Items from a data source

# # # # # # #

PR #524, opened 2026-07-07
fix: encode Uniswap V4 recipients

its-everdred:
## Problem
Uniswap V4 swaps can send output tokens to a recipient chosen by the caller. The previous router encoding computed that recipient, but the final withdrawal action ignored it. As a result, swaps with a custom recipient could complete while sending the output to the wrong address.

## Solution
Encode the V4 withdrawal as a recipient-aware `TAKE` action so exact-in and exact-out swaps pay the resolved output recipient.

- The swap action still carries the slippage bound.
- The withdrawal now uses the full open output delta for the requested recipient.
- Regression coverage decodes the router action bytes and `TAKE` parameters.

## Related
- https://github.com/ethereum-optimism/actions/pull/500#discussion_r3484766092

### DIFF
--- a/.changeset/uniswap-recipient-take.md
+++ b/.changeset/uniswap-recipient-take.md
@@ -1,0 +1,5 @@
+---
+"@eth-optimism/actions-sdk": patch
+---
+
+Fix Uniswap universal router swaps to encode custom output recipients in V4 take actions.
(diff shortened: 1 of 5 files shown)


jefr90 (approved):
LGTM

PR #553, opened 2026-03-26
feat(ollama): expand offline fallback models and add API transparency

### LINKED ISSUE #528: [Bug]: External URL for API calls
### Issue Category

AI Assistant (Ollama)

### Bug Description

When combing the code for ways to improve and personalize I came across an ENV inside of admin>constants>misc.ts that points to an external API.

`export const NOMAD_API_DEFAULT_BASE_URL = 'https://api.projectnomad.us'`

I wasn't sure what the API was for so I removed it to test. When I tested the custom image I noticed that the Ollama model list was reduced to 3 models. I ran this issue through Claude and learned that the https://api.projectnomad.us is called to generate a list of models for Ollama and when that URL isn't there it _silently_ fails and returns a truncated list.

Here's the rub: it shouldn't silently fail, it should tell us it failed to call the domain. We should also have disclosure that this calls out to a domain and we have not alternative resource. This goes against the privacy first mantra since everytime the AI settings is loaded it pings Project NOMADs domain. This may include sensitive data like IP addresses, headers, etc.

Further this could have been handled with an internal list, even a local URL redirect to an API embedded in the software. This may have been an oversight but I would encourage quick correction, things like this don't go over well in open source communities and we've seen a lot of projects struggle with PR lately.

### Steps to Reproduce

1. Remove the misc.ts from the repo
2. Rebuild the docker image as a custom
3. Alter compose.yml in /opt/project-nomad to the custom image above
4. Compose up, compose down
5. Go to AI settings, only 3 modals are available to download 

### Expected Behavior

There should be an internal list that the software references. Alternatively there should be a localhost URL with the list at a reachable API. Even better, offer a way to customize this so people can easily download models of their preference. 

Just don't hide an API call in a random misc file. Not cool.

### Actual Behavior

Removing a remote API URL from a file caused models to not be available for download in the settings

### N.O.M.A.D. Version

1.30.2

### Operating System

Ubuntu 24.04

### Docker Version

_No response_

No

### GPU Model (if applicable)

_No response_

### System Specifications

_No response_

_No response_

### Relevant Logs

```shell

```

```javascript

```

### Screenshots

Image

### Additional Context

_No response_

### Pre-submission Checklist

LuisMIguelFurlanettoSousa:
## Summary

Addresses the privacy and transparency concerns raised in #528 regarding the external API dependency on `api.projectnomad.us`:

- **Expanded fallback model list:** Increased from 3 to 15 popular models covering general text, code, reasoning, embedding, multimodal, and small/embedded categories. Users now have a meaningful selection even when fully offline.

# # # # # # #

> _What you have to do_
Looking at the records above, which lines contain "https"? Copy those lines.

> _Result of this task_
- https://github.com/ethereum-optimism/actions/pull/500#discussion_r3484766092
`export const NOMAD_API_DEFAULT_BASE_URL = 'https://api.projectnomad.us'`
I wasn't sure what the API was for so I removed it to test. When I tested the custom image I noticed that the Ollama model list was reduced to 3 models. I ran this issue through Claude and learned that the https://api.projectnomad.us is called to generate a list of models for Ollama and when that URL isn't there it _silently_ fails and returns a truncated list.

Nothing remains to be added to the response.